PR #1697, opened 2019-05-31
IndexScan improvements

Bensk1:
While working on the IndexScan, a few minor improvements came up:

1. IndexScans only work on data tables and scan the table chunk by chunk. Therefore, we can definitely guarantee that the output PosLists only reference a single chunk which speeds up following scans.
1. The output PosList list was previously `reserved` and written by `std::transform` using `std::back_inserter`. Replacing this with a simple for loop and `resize()` speeds up the IndexScan by a factor of two for large tables. For example, for the discount predicate of TPC-H query 6, the IndexScan was 5-6 times as fast as a normal TableScan and is now roughly 10x faster. 
1. ~~Also, the LQPTranslator always created an additional UnionPositions and TableScan for non-indexed chunks of a table. This is now only done if not all chunks have an index.~~

I don't know whether we want the `PosListGuarenteesSingleChunkReference`. It does test the behaviour for all index types which is not really necessary.

### DIFF
--- a/src/lib/logical_query_plan/lqp_translator.cpp
+++ b/src/lib/logical_query_plan/lqp_translator.cpp
@@ -212,10 +212,12 @@ std::shared_ptr<AbstractOperator> LQPTranslator::_translate_predicate_node_to_in
   // TableScan(s).
   auto index_scan = std::make_shared<IndexScan>(input_operator, SegmentIndexType::GroupKey, column_ids,
                                                 predicate->predicate_condition, right_values, right_values2);
+  index_scan->set_included_chunk_ids(indexed_chunks);
+
+  // If all chunks of a table are indexed, we don't need anything else except the IndexScan
+  if (indexed_chunks.size() == static_cast<size_t>(table->chunk_count())) return index_scan;
 
   const auto table_scan = _translate_predicate_node_to_table_scan(node, input_operator);
-
-  index_scan->set_included_chunk_ids(indexed_chunks);
   table_scan->set_excluded_chunk_ids(indexed_chunks);
 
   return std::make_shared<UnionPositions>(index_scan, table_scan);
--- a/src/lib/logical_query_plan/lqp_translator.cpp
+++ b/src/lib/logical_query_plan/lqp_translator.cpp
@@ -212,12 +212,10 @@ std::shared_ptr<AbstractOperator> LQPTranslator::_translate_predicate_node_to_in
   // TableScan(s).
   auto index_scan = std::make_shared<IndexScan>(input_operator, SegmentIndexType::GroupKey, column_ids,
                                                 predicate->predicate_condition, right_values, right_values2);
-  index_scan->set_included_chunk_ids(indexed_chunks);
-
-  // If all chunks of a table are indexed, we don't need anything else except the IndexScan
-  if (indexed_chunks.size() == static_cast<size_t>(table->chunk_count())) return index_scan;
 
   const auto table_scan = _translate_predicate_node_to_table_scan(node, input_operator);
+
+  index_scan->set_included_chunk_ids(indexed_chunks);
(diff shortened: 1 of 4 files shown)


src/lib/operators/index_scan.cpp
```diff
@@ -175,8 +175,18 @@ PosList IndexScan::_scan_chunk(const ChunkID chunk_id) {
       Fail("Unsupported comparison type encountered");
   }
 
-  matches_out.reserve(matches_out.size() + std::distance(range_begin, range_end));
-  std::transform(range_begin, range_end, std::back_inserter(matches_out), to_row_id);
+  // Since index scans only work on data tables, we can gurantee that the PosList references a single chunk without
```
mrks: Typo.

src/lib/operators/index_scan.cpp
```diff
@@ -175,8 +175,18 @@ PosList IndexScan::_scan_chunk(const ChunkID chunk_id) {
...
+  // checking incoming PosLists
+  matches_out.guarantee_single_chunk();
```
mrks: Assertions made in a comment are worthless. I'd add a DebugAssert right above the call that makes sure that the input is in fact a data table. It is too easy to add support for reference tables somewhere else and forget to change this.

src/lib/operators/index_scan.cpp
```diff
@@ -175,8 +175,18 @@ PosList IndexScan::_scan_chunk(const ChunkID chunk_id) {
...
+
+  const auto current_matches_size = matches_out.size();
+  const auto final_matches_size = current_matches_size + static_cast<size_t>(std::distance(range_begin, range_end));
+  matches_out.resize(final_matches_size);
+
+  for (size_t idx = current_matches_size; idx < final_matches_size; ++idx) {
```
mrks: `idx` is not better than `i`. Index of what?

src/lib/logical_query_plan/lqp_translator.cpp
```diff
@@ -212,10 +212,12 @@ std::shared_ptr<AbstractOperator> LQPTranslator::_translate_predicate_node_to_in
   // TableScan(s).
   auto index_scan = std::make_shared<IndexScan>(input_operator, SegmentIndexType::GroupKey, column_ids,
                                                 predicate->predicate_condition, right_values, right_values2);
+  index_scan->set_included_chunk_ids(indexed_chunks);
 
-  const auto table_scan = _translate_predicate_node_to_table_scan(node, input_operator);
+  // If all chunks of a table are indexed, we don't need anything else except the IndexScan
```
mrks: Negative. At translation time, we don't necessarily have a transaction id. Chunks might still be added before we execute the scan and those should not be excluded. In fact, we should add a test making sure that results from new chunks are included.

src/lib/operators/index_scan.cpp
Bensk1: I agree. The comment should not replace an assert, it's more meant like an explanation. There is an assert for the data table input in `IndexScan::_validate_input` already.

mrks: > It is too easy to add support for reference tables somewhere else and forget to change this.

How do you guarantee that whoever adds reference support does not forget about the assumption made **here**?

A different solution would be to simply check for a data table or an input poslist with the same guarantee before you call `guarantee_single_chunk`.

src/lib/logical_query_plan/lqp_translator.cpp
Bensk1: Right. In this case, the changes to the LQPTranslator and the added test are obsolete.

mrks:
Please update PR comment before merging

Bensk1:
Also, the test you proposed is missing.

mrks:
Did you decide against the test?

Bensk1:
Yes, I wanted to add it as a new issue.

PR #1702, opened 2019-06-06
Support Create Table As Select

d-justen:
...as suggested in #1189


mrks:
Is this reviewable now that the PR is merged?

d-justen:
Yes, now that the test executes and actually succeeds it should be ready to be reviewed.

src/lib/sql/sql_translator.cpp
```diff
@@ -995,44 +996,49 @@ std::shared_ptr<AbstractLQPNode> SQLTranslator::_translate_create_view(const hsq
...
+      }
 
-    column_definition.name = parser_column_definition->name;
-    column_definition.nullable = parser_column_definition->nullable;
+      column_definition.name = parser_column_definition->name;
+      column_definition.nullable = parser_column_definition->nullable;
+    }
+    input_node = StaticTableNode::make(Table::create_dummy_table(column_definitions));
+  } else {
+    input_node = _translate_select_statement(*create_statement.select);
```
mrks: Readability: I'd change the then and else paths. This branch is so short that it would be easier to read it first, so that you don't have to deal with it anymore.

src/lib/logical_query_plan/create_table_node.cpp
```diff
@@ -3,19 +3,18 @@
...
-      table_name(table_name),
-      column_definitions(column_definitions),
-      if_not_exists(if_not_exists) {}
+CreateTableNode::CreateTableNode(const std::string& table_name, const bool if_not_exists)
+    : BaseNonQueryNode(LQPNodeType::CreateTable), table_name(table_name), if_not_exists(if_not_exists) {}
 
 std::string CreateTableNode::description() const {
   std::ostringstream stream;
 
+  const auto column_definitions = std::dynamic_pointer_cast<StaticTableNode>(left_input())->table->column_definitions();
```
mrzzzrm: and what if left_input is no StaticTableNode? It could be any LQP, right?

src/lib/operators/maintenance/create_table.cpp
```diff
@@ -42,20 +43,33 @@ const std::string CreateTable::description(DescriptionMode description_mode) con
...
+  const auto column_definitions = _input_left->get_output()->column_definitions();
+
   // If IF NOT EXISTS is not set and the table already exists, StorageManager throws an exception
   if (!if_not_exists || !StorageManager::get().has_table(table_name)) {
     // TODO(anybody) chunk size and mvcc not yet specifiable
     const auto table = std::make_shared<Table>(column_definitions, TableType::Data, Chunk::DEFAULT_SIZE, UseMvcc::Yes);
     StorageManager::get().add_table(table_name, table);
   }
+
+  if (input_table_left()->row_count() > 0) {
```
mrzzzrm: Why this branch? Does Insert crash on empty input? otherwise I'd just let Insert handle this case.

mrzzzrm: If it does crash, please add a brief comment a la "// Insert cannot handle emtpy input"

src/lib/operators/maintenance/create_table.hpp
```diff
@@ -1,29 +1,38 @@
...
-#include "operators/abstract_read_only_operator.hpp"
+#include "operators/abstract_read_write_operator.hpp"
+#include "operators/insert.hpp"
 #include "storage/table_column_definition.hpp"
 
 namespace opossum {
 
 // maintenance operator for the "CREATE TABLE" sql statement
-class CreateTable : public AbstractReadOnlyOperator {
+class CreateTable : public AbstractReadWriteOperator {
```
mrzzzrm: Following from what @mrks said below, this can probably stay a AbstractReadOnlyOperator. It should force the internal Insert operator to initialize the begin commit ids to 0 - probably via a dummy TransactionContext

src/lib/optimizer/strategy/column_pruning_rule.cpp
```diff
@@ -74,6 +74,7 @@ ExpressionUnorderedSet ColumnPruningRule::_collect_actually_used_columns(const s
       case LQPNodeType::ShowColumns:
       case LQPNodeType::ShowTables:
       case LQPNodeType::Sort:
+      case LQPNodeType::StaticTable:
```
mrzzzrm: @mrks happy with the name "StaticTableNode"? Does not feel overly intuitive to me, but I don't have better suggestions.

src/test/logical_query_plan/lqp_translator_test.cpp
```diff
@@ -804,16 +807,31 @@ TEST_F(LQPTranslatorTest, CreateTable) {
...
+TEST_F(LQPTranslatorTest, StaticTable) {
+  auto column_definitions = TableColumnDefinitions{};
+  column_definitions.emplace_back("a", DataType::Int, false);
+  column_definitions.emplace_back("b", DataType::Float, true);
+
+  const auto lqp = StaticTableNode::make(Table::create_dummy_table(column_definitions));
+
+  const auto pqp = LQPTranslator{}.translate_node(lqp);
+
+  EXPECT_EQ(pqp->type(), OperatorType::TableWrapper);
```
mrzzzrm: at least test for EXPECT_EQ(pqp->wrapped_table, dummy_table) as well

src/lib/optimizer/strategy/column_pruning_rule.cpp
mrks: I started typing twice and deleted it again. It is basically the LQP equivalent of the table wrapper. At the same time, StoredTableNode/GetTable have different names, too.

src/lib/operators/maintenance/create_table.hpp
mrks: Mmh, I'd rather have proper commit ids here. After all, those are used to identify a snapshot of the database. It's bad enough that we cannot deal with schema modifications, but we should not allow rows to suddenly become visible to already running transactions.

src/lib/operators/maintenance/create_table.cpp
mrks: From a reader's perspective, CREATE TABLE has two cases (column definitions or SELECT as an input). If those two cannot be found in the code because `Insert` magically handles both, this is more confusing than helpful.

src/lib/operators/maintenance/create_table.hpp
mrzzzrm: Okay

src/lib/operators/maintenance/create_table.cpp
mrzzzrm: Worse, this `if` does not properly distinguish the two syntaxes of CREATE TABLE - CREATE TABLE ... FROM could return an empty table as well. In any case, doc'ing is warranted, I guess.

mrks: Good point. We should just doc that both cases can be handled the same.

mrzzzrm: > From a reader's perspective, CREATE TABLE has two cases

Regarding that, I really think "the reader" should be taught to forget about SQL as soon as he enters the LQP/PQP-realm. It's really not helpful to think in SQL terms once the optimizer comes into play. I think we should mentally decouple the CreateTable operator/node from the CREATE TABLE statement - and then it's just fine that there is one path handling both higher level cases.

src/lib/logical_query_plan/create_table_node.cpp
d-justen: Yes, you're right. So this means that the column_definitions may be still unknown. We could either leave out the column_definitions completely or insert the left_inputs description.

src/lib/operators/maintenance/create_table.hpp
```diff
@@ -1,29 +1,38 @@
...
       const std::shared_ptr<AbstractOperator>& copied_input_left,
       const std::shared_ptr<AbstractOperator>& copied_input_right) const override;
 
   void _on_set_parameters(const std::unordered_map<ParameterID, AllTypeVariant>& parameters) override;
+
+  // Commit happens in Insert operator
+  void _on_commit_records(const CommitID cid) override {}
+
+  // Rollback happens in Insert operator
+  void _on_rollback_records() override {}
```
mrks: Are the different MVCC cases tested? I.e., do we check that rows created this way are visible to future transaction but to already running transactions? Are the MVCC effects of a rollback tested?

d-justen: I just added an extra test for this and validate the tables in the other tests now

mrks:
I took the liberty to improve the way the tests check for the correctness of the result. It is preferable to use `EXPECT_TABLE_EQ` instead of some surrogates like the number of columns or the row count. Not only is it more comprehensive, but it is also better at conveying your intention.

d-justen:
Sure, this is way better! I just didn't know that `EXPECT_TABLE_EQ` actually exists.

PR #1704, opened 2019-06-07
Add filled query templates

janetzki:
Close hyrise-mp/hyrise#48
This PR adds the queries for verification against TPC-DS's standard answer set.


mrks:
You'll have to trigger Jenkins again if you set FullCI. I did not yet find a good way of doing that automatically.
────
Exercise goal: Quote the listing above from its first line to the line with "1. IndexScans only", inclusive, and add nothing.

Solution to the exercise:
PR #1697, opened 2019-05-31
IndexScan improvements

Bensk1:
While working on the IndexScan, a few minor improvements came up:

1. IndexScans only work on data tables and scan the table chunk by chunk. Therefore, we can definitely guarantee that the output PosLists only reference a single chunk which speeds up following scans.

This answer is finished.